Im up the fox from you, I collect natives north of elgin. I got a few concerns due to size of the tank and species you are thinking of housing.

In a 20L id get orange spot sunfish and river darters. 

A bass in a 20L was doomed to begin with, were talking BASS here even smallies get big.

Game fish especially predatory ones will be hard to get on staple foods. You also can never release these animals under illinois DNR law due to them being captive and tended to with food from humans. They wont last long in the wild once re-released. Not trying to be a downer but if you are gonna keep the game fish you gotta house them properly. An adult Largemouth needs a minimum of 300g to himself or herself.

Id just do river darters in a 20L to be truly honest. They are rampant in the fox.


----------



## chad320 (Mar 7, 2010)

Madtoms are native and stay small as well. I had darters and theyre cool. We also have a few cool minnows.


----------



## Budget aquarist (Feb 1, 2011)

yah i know about the bass, i use my 20L to grow them from fingerlings, till they are about 8 inches, then i release them into a koi pond, where they feed on the seemingly endless supply of frogs. and my 13 inch bullhead is in my 20 L right now and he seems fine, but im trying to get a bigger tank for him, or dig a pond. i have had darters before, they are awesome, but my bullhead grew and ate them...


----------



## WhiteDevil (Jun 8, 2009)

State record is 5# for the bullhead, set back in 1955, let me fish the pond when you are done lol.
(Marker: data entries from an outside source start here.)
PR #1434, opened 2022-03-01
Convert `padding` and `margin` properties to logical equivalents

joebuono:
#### Description of changes

For example, we convert `paddingTop` to logical `padding-block-start`, and `marginRight` to `margin-inline-end`. 

Regarding both `padding` and `margin` block/inline properties (from MDN):
"The physical property it maps to depends on the values set for [writing-mode](https://developer.mozilla.org/en-US/docs/Web/CSS/writing-mode), [direction](https://developer.mozilla.org/en-US/docs/Web/CSS/direction), and [text-orientation](https://developer.mozilla.org/en-US/docs/Web/CSS/text-orientation)."

Due to the above, I've also included `writingMode` in the `BaseStyleProps`. Here's an [example](https://stackoverflow.com/questions/59909792/what-is-the-difference-between-margin-block-start-and-margin-top) of how it affects the style prop mappings (note that the same applies for `padding`):

By default (`horizonal-tb`), you will have the following mapping:
```
margin-block-start = margin-top
margin-block-end = margin-bottom
margin-inline-start = margin-left
margin-inline-end = margin-right
```

If we change the `writingDirection` to `vertical-lr`, then the mappings change to:
```
margin-block-start = margin-left
margin-block-end = margin-right
margin-inline-start = margin-top 
margin-inline-end = margin-bottom
```

In the future, we may consider adding `direction` and/or `text-orientation`, both of which appear to be less commonly used. However, `direction` could present a conflict since we are currently mapping `direction` to `flexDirection`. 

After running `yarn react build`, I toyed around with some primitives in the docs and confirmed that adding each property was applied correctly, depending on the `writingMode`. 

#### Checklist

- [X] PR description included
- [X] `yarn test` passes


packages/react/src/primitives/shared/styleUtils.ts
```diff
@@ -240,6 +240,7 @@ const BaseStylePropsMap: Required<{ [key in keyof BaseStyleProps]: true }> = {
   transformOrigin: true,
   width: true,
   whiteSpace: true,
+  writingMode: true,
```
reesscot, line 243: Will customers really need to set this at a component level? Wouldn't they set this at the page level?

packages/react/src/primitives/types/style.ts
```diff
@@ -56,21 +56,21 @@ export interface BaseStyleProps extends FlexItemStyleProps, GridItemStyleProps {
   letterSpacing?: ResponsiveStyle<StyleToken<Property.LetterSpacing>>;
   lineHeight?: ResponsiveStyle<StyleToken<Property.LineHeight>>;
   margin?: ResponsiveStyle<StyleToken<Property.Margin>>;
-  marginBottom?: ResponsiveStyle<StyleToken<Property.MarginBottom>>;
-  marginLeft?: ResponsiveStyle<StyleToken<Property.MarginLeft>>;
-  marginRight?: ResponsiveStyle<StyleToken<Property.MarginRight>>;
-  marginTop?: ResponsiveStyle<StyleToken<Property.MarginTop>>;
+  marginBottom?: ResponsiveStyle<StyleToken<Property.MarginBlockEnd>>;
```
reesscot, line 59: Can you please also add all the logical margin and padding style props?
marginBlockEnd
marginInlineStart
marginInlineEnd
marginBlockStart

paddingBlockEnd
paddingInlineStart
paddingInlineEnd
paddingBlockStart

reesscot (commented):
This is great, just had a few comments.

reesscot (approved):
LGTM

This is the problem with natives, they are garbage guts they eat anything and everything they can. Im going collecting again when the water temps hit 70, im trying to sell my twice used 1000g hunting waders and get a pair of summer ones lol. We were dip netting darters last evening before the storms came thru in the creek, one of those blue cormorants was staring us down.
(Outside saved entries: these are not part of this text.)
PR #1435, opened 2022-03-01
Update Css selectors to have 010 specificity

jacoblogan:
#### Description of changes
This pull request updates the CSS selectors to use the BEM syntax and keep all selectors at 010 specificity. While this adds new classes and changes the default component styling to use these new selectors, none of the previous data attributes have been removed so any existing css written will continue to apply.

#### Checklist

- [x] PR description included
- [x] `yarn test` passes
- [x] Tests are updated


packages/react/src/primitives/Alert/Alert.tsx
```diff
@@ -34,10 +34,16 @@ const AlertPrimitive: Primitive<AlertProps, typeof Flex> = (
...
+  variation = variation || 'default';
+
   return (
     !dismissed && (
       <Flex
-        className={classNames(ComponentClassNames.Alert, className)}
+        className={classNames(
+          ComponentClassNames.Alert,
+          className,
+          `${ComponentClassNames.Alert}--variation-${variation}`
```
dbanksdesign, line 45: We might want to merge your css classes documentation PR before this one and figure out a way to document these classnames. We don't necessarily need to put these classnames in that component classnames object, maybe our solution isn't to add these to that object but dynamically generate them on the docs based on the possible variations and that we follow this specific pattern.

packages/react/src/primitives/Loader/Loader.tsx
```diff
@@ -58,10 +58,17 @@ const LoaderPrimitive: Primitive<LoaderProps, 'svg'> = (
...
+  size = size || 'default';
+  variation = variation || 'default';
+
   return (
     <View
       as="svg"
-      className={classNames(ComponentClassNames.Loader, className)}
+      className={classNames(
+        ComponentClassNames.Loader,
+        `${ComponentClassNames.Loader}--size-${size}--variation-${variation}`,
```
dbanksdesign, line 69: For multiple modifiers, BEM syntax is to usually split each modifier into it's own class: https://css-tricks.com/bem-101/

packages/react/src/primitives/Menu/MenuButton.tsx
```diff
@@ -28,11 +28,18 @@ export const MenuButton = React.forwardRef<
...
+    size = size || 'default';
+    variation = variation || 'default';
 
     return (
       <button
         ref={ref}
-        className={classNames(ComponentClassNames.Button, className)}
+        className={classNames(
+          ComponentClassNames.Button,
+          `${ComponentClassNames.Button}--size-${size}`,
```
dbanksdesign, line 39: How do people feel about removing 'size' and 'variation' from the classnames? So instead this would be

```js
`${ComponentClassNames.Button}--${size}`
```

packages/react/src/primitives/Pagination/PaginationItem.tsx
```diff
@@ -48,7 +48,10 @@ export const PaginationItem: React.FC<PaginationItemProps> = ({
             </Flex>
           ) : (
             <Button
-              className={ComponentClassNames.PaginationItemButton}
+              className={
+                (ComponentClassNames.PaginationItemButton,
+                `${ComponentClassNames.PaginationItemButton}--variation-link`)
```
dbanksdesign, line 53: Wouldn't the Button primitive add this from the variation prop?

packages/ui/src/theme/css/component/alert.scss
```diff
@@ -1,29 +1,29 @@
 .amplify-alert {
   align-items: var(--amplify-components-alert-align-items);
-  justify-content: var(--amplify-components-alert-justify-content);
   background-color: var(--amplify-components-alert-background-color);
+  justify-content: var(--amplify-components-alert-justify-content);
   padding-block: var(--amplify-components-alert-padding-block);
   padding-inline: var(--amplify-components-alert-padding-inline);
+}
+
+.amplify-alert--variation-info {
```
dbanksdesign, line 9: We can use Sass stuff here to make this easier. Nest this under `.amplify-alert` and this could be `&--variation-info`

dbanksdesign (commented):
This is a great start! A few questions open for discussion

0618:
I looked up on the internet but not able to find a definition of "010 specificity". What is that?

jacoblogan:
010 specificity means that we want to keep our selectors at the same specificity level as a single class selector.   https://developer.mozilla.org/en-US/docs/Web/CSS/Specificity has a list for specificity under `Selector Types` and the goal would be that our selectors only contain a single selector of the Class selector level (in the list its the #2 selectors). This is so that other css frameworks and tools (css-in-js solutions) can take precedence over our base css rules.

packages/react/src/primitives/Alert/Alert.tsx
```diff
@@ -34,10 +34,16 @@ const AlertPrimitive: Primitive<AlertProps, typeof Flex> = (
     }
   }, [setDismissed, onDismiss, dismissed]);
 
+  variation = variation || 'default';
```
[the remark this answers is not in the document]
jacoblogan: yeah this was the approach I was going with at first but reverted back because I wanted the `data-variation/size` attributes to also be updated.  I was thinking that it would be better for a customer to continue to use the data attribute selectors to update the styling (that way they don't have to worry about import ordering because their rules will all be more specific than ours).

packages/react/src/primitives/Loader/Loader.tsx
jacoblogan: for modifiers where both are needed do you just create a new name for the modifier? for example the sliderfield has a variation and a size modifier that depends on each other.  Vertical sliders change the height with a size modifier and horizontal sliders change the width with a size modifier.

packages/react/src/primitives/Pagination/PaginationItem.tsx
jacoblogan: I like it, it removes a lot of clutter.  We would need modifiers that don't share values though specifically the default state would need a new name.

packages/react/src/primitives/Loader/Loader.tsx
dbanksdesign: Generally, modifiers should be mutually exclusive (size should not modify background color for instance). In the vertical/horizontal cases we can add a local CSS variable like `--slider-size: 1rem` which the size modifier modifies, and the orientation modifier uses in either `width` or `height`.

packages/react/src/primitives/Alert/Alert.tsx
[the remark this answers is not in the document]
dbanksdesign: Customers would still be able to use data attributes, but just 'default' ones would not have a data attribute (which is the case today). We initially didn't include 'default' data attributes to keep the HTML tidy and so customers don't need to add `[data-variation='default']` to target the default variation. Whether or not we have the data attributes is less important, but typically BEM doesn't include 'default' modifiers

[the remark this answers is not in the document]
jacoblogan: currently the overrides to defaults don't affect the variations because the variation selectors have a greater specificity than the default state, with this flattened specificity don't we need a way to target the default state so that we can update it without overriding the other variations?

packages/ui/src/theme/css/component/button.scss
```diff
@@ -225,11 +232,25 @@
...
-}
+  &--disabled {
+    background-color: var(--amplify-internal-button-disabled-background-color);
+    border-color: var(--amplify-internal-button-disabled-border-color);
+    color: var(--amplify-internal-button-disabled-color);
+    text-decoration: var(--amplify-internal-button-disabled-text-decoration);
+    cursor: not-allowed;
+  }
 
-.amplify-button__loader-wrapper {
```
wlee221, line 230: Why was underscore used instead of hyphen?

wlee221 (commented):
Mostly got some questions because I'm unfamiliar with sass and our previous approach 😛

packages/react/src/primitives/Alert/Alert.tsx
```diff
@@ -37,7 +37,11 @@ const AlertPrimitive: Primitive<AlertProps, typeof Flex> = (
   return (
     !dismissed && (
       <Flex
-        className={classNames(ComponentClassNames.Alert, className)}
+        className={classNames(
+          ComponentClassNames.Alert,
+          className,
+          variation ? `${ComponentClassNames.Alert}--${variation}` : null
```
reesscot, line 43: What do you think of having a util function for creating these BEM modifier classes?

```ts
const classNameModifier = ({base, modifier}) => {
  return modifier ? `${base}--${modifier}` : null
}
```

Could use like:

```tsx
className={classNames(
          ComponentClassNames.Alert,
          className,
          classNameModifier({base: ComponentClassNames.Alert, modifier: variation})

```

packages/react/src/primitives/Badge/Badge.tsx
```diff
@@ -8,18 +8,25 @@ import { View } from '../View';
...
-);
+) => {
+  return (
+    <View
+      as="span"
+      className={classNames(
+        ComponentClassNames.Badge,
+        className,
+        variation ? `${ComponentClassNames.Badge}--${variation}` : null,
+        size ? `${ComponentClassNames.Badge}--${size}` : null
```
reesscot, line 19: Could use classNameModifier here to make it a bit cleaner

packages/react/src/primitives/Button/Button.tsx
```diff
@@ -29,6 +29,13 @@ const ButtonPrimitive: Primitive<ButtonProps, 'button'> = (
       className={classNames(
         ComponentClassNames.Button,
         ComponentClassNames.FieldGroupControl,
+        variation ? `${ComponentClassNames.Button}--${variation}` : null,
+        size ? `${ComponentClassNames.Button}--${size}` : null,
+        isDisabled || isLoading
```
reesscot, line 34:
```ts
const classNameDisabledModifier = ({isDisabled, base, modifier}) => {
  return isDisabled ? `${base}--disabled` : null
}
```

packages/ui/src/theme/css/component/table.scss
```diff
@@ -5,75 +5,149 @@
...
 
-  .amplify-table__td {
+  &__td {
     border-color: var(--amplify-components-table-data-border-color);
     border-style: var(--amplify-components-table-data-border-style);
-    border-width: var(--amplify-components-table-data-border-width);
+    border-width: var(--amplify-internal-table-td-border-width);
     color: var(--amplify-components-table-data-color);
     display: var(--amplify-components-table-data-display);
-    font-size: var(--amplify-components-table-data-font-size);
```
reesscot, line 56: Isn't this an breaking change to remove a previously exposed CSS variable and mark it as internal?

packages/ui/src/theme/css/component/sliderField.scss
```diff
@@ -15,36 +15,42 @@
   touch-action: none;
   box-sizing: content-box; // we want the padding to add to the height
   padding-block: var(--amplify-components-sliderfield-padding-block);
+  --amplify-internal-sliderfield__root-height: var(
```
reesscot, line 18: What does it mean that these are `--amplify-internal`?

reesscot (commented):
Thank you for doing this, it will be a great update for customers. Just had some DRY suggestions and questions below.

docs/src/styles/docs/main.scss
```diff
@@ -19,16 +19,17 @@
 
 .docs-content-body {
   padding: var(--amplify-space-xxl);
-  
-  & table {
+
+  & table:not(.amplify-table) {
```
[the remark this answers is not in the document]
jacoblogan: :not is needed here because with this update we are making all of our default styling more generic and here is a spot where our default styling for our table component was more specific than this rule but after the update it becomes less specific.

packages/ui/src/theme/css/component/button.scss
jacoblogan: BEM syntax follows the guide of .{Block}__{Element}--{Modifier} the underscores are saying the `loader-wrapper` is an element of the `amplify-button` block.  Its just the naming convention.

packages/ui/src/theme/css/component/_fieldControl.scss
```diff
@@ -1,4 +1,4 @@
-%amplify-field-control {
```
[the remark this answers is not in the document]
jacoblogan: `%` and `@mixin` fill very similar roles here in that they let us add this block of styling to other rules. `%` is a placeholder selector and just means that this block isn't output in the final css on its own and is only used to extend other sass rules. Because we aren't passing in any variables here we would normally use `%` instead of `@mixin` but the `&--{modifier}` rules weren't being compiled correctly with `%` so that is why this was switched to `@mixin`

packages/react/src/primitives/Divider/__tests__/Divider.test.tsx
```diff
@@ -12,7 +12,7 @@ describe('Divider component', () => {
     const divider = (await screen.findByRole('separator')) as HTMLHRElement;
     expect(divider.nodeName).toBe('HR');
     expect(divider.id).toBe(dividerTestId);
-    expect(divider.dataset['size']).toBeUndefined();
```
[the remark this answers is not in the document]
jacoblogan: no difference here, they are functionally equivalent, this went from `.toBeUndefined()` -> `.toBe('default')` -> `.toBe(undefined)` just because I forgot that these originally started as `.toBeUndefined()` when I was backing out the changes I had for adding in a default state.

packages/ui/src/theme/css/component/table.scss
jacoblogan: That is a really good callout, We should be ok here because this isn't just removed it is instead being set to the new `--amplify-internal-table-td-font-size` which is being set to `--amplify-components-table-data-font-size` on line 8 of this file. But this warrants more investigation to ensure that all of the previously available theming experiences are still available with this new css layout.

packages/ui/src/theme/css/component/sliderField.scss
jacoblogan: these new `--internal` css variables are being used to keep the css structure flat.  Some of our components change different values based on the different states they are in for example the `large` modifier on a divider will change a different value when the divider is horizontal vs vertical.  These new `--internal` variables are used to update these values for the different states they are in.

docs/src/styles/docs/main.scss
zchenwei, line 23: It seems we can get rid of `&` since they are nested. It should be a default behavior

packages/react/src/primitives/Placeholder/__tests__/Placeholder.test.tsx
```diff
@@ -13,7 +13,7 @@ describe('Placeholder: ', () => {
     expect(
       placeholder.classList.contains(ComponentClassNames.Placeholder)
     ).toBe(true);
-    expect(placeholder.dataset['size']).toBeUndefined();
+    expect(placeholder.dataset['size']).toBe(undefined);
```
zchenwei, line 16: I think we should move back to `toBeUndefined()` to be consistent.

packages/react/src/primitives/Divider/__tests__/Divider.test.tsx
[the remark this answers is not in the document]
zchenwei: Plz use `.toBeUndefined()` to be consistent

packages/react/src/primitives/types/card.ts
```diff
@@ -1,6 +1,6 @@
 import { ViewProps } from './view';
 
-export type CardVariations = 'outlined' | 'elevated';
+export type CardVariations = 'outlined' | 'elevated' | 'default';
```
zchenwei, line 3: Why we need a `default`? Shouldn't `undefined` means default like other primitives? I didn't see we use default modifier in CSS

packages/react/src/primitives/Pagination/PaginationItem.tsx
```diff
@@ -84,7 +88,12 @@ export const PaginationItem: React.FC<PaginationItemProps> = ({
       return (
         <View as="li">
           <Button
-            className={ComponentClassNames.PaginationItemButton}
+            className={classNames(
+              ComponentClassNames.PaginationItemButton,
+              isDisabled
```
zchenwei, line 93: Shouldn't we add `${ComponentClassNames.PaginationItemButton}--link` here as well according to the CSS changes you made

packages/ui/src/theme/css/component/checkbox.scss
```diff
@@ -2,8 +2,11 @@
   cursor: var(--amplify-components-checkbox-cursor);
   align-items: var(--amplify-components-checkbox-align-items);
   gap: inherit;
-  &[data-disabled='true'] {
-    cursor: var(--amplify-components-checkbox-disabled-cursor);
+  --amplify-internal-checkbox-disabled-cursor: var(
+    --amplify-components-checkbox-disabled-cursor
+  );
+  &--disabled {
+    cursor: var(--amplify-internal-checkbox-disabled-cursor);
```
zchenwei, line 9: I think we do not need `--amplify-internal-checkbox-disabled-cursor` right? I don't see we need to override this anywhere

packages/ui/src/theme/css/component/checkbox.scss
```diff
@@ -29,42 +38,46 @@
...
-      --amplify-components-checkbox-button-focus-outline-offset
-    );
-
-    border-color: var(--amplify-components-checkbox-button-focus-border-color);
-    box-shadow: var(--amplify-components-checkbox-button-focus-box-shadow);
-  }
-
-  &[data-error='true'] {
+  &--focused {
+    border-color: var(--amplify-components-checkbox-button-before-border-color);
```
zchenwei, line 42: This seems redundant

packages/ui/src/theme/css/component/input.scss
```diff
@@ -1,3 +1,5 @@
+@import 'fieldControl';
```
zchenwei, line 1: Can you make sure we need this import? `@import` makes all variables, mixins, and functions globally accessible. I believe we have done that in `field.scss`. And because of its global nature, `@import` is discouraged in favor of `@use` now. I think we had better looking for a solution using `@use`

packages/ui/src/theme/css/component/_fieldControl.scss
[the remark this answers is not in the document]
zchenwei: That's weird.`%` and `@extend` is supposed to be used with BEM - https://sass-lang.com/documentation/at-rules/extend

packages/ui/src/theme/css/component/textArea.scss
```diff
@@ -1,3 +1,5 @@
+@import 'fieldControl';
```
zchenwei, line 1: I think `@import` will make a file globally accessible. I think `@use` would be the right way to go

packages/ui/src/theme/css/component/select.scss
```diff
@@ -1,3 +1,5 @@
+@import 'fieldControl';
```
zchenwei, line 1: Same comment. I think we just need import this somewhere once

zchenwei (commented):
Great job! Looks like there is quite large amount of work. Anyway, back to the discussion last week. It would be nicer to break up such a large PR because it is kind of risky to this many changes merged in and it also facilitate the reviewing of this PR. I think I probably spent half a day on it  but still cannot 100% ensure I will not miss anything :(

I think we might need to add the new class names to constant. I was under the impression that we use it to generate a table on docs?

jacoblogan:
closing to reopen in smaller chunks with updates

13" bull is way big for the narrow depth of the 20L. Id go with mad toms over the bullheads, we used to get MT's in with the food at cabela's and the occasional crawfish, neither one made it to the bottom once the bass crew smelt em lol


----------



## ktownhero (Mar 21, 2011)

There's no easy way to say this... why in the heck are you trying to keep fish like bass in a 20L!? That's a WAY disproportionately small tank for what that fish needs.


----------



## Budget aquarist (Feb 1, 2011)

@ ktownhero, read the above post of mine, i raise them til 8" then i put them into a pond, hey! i should try that, i live 2 blocks from the lower west branch of the dupage river! i will go when the weather warms up! so darters it is!


----------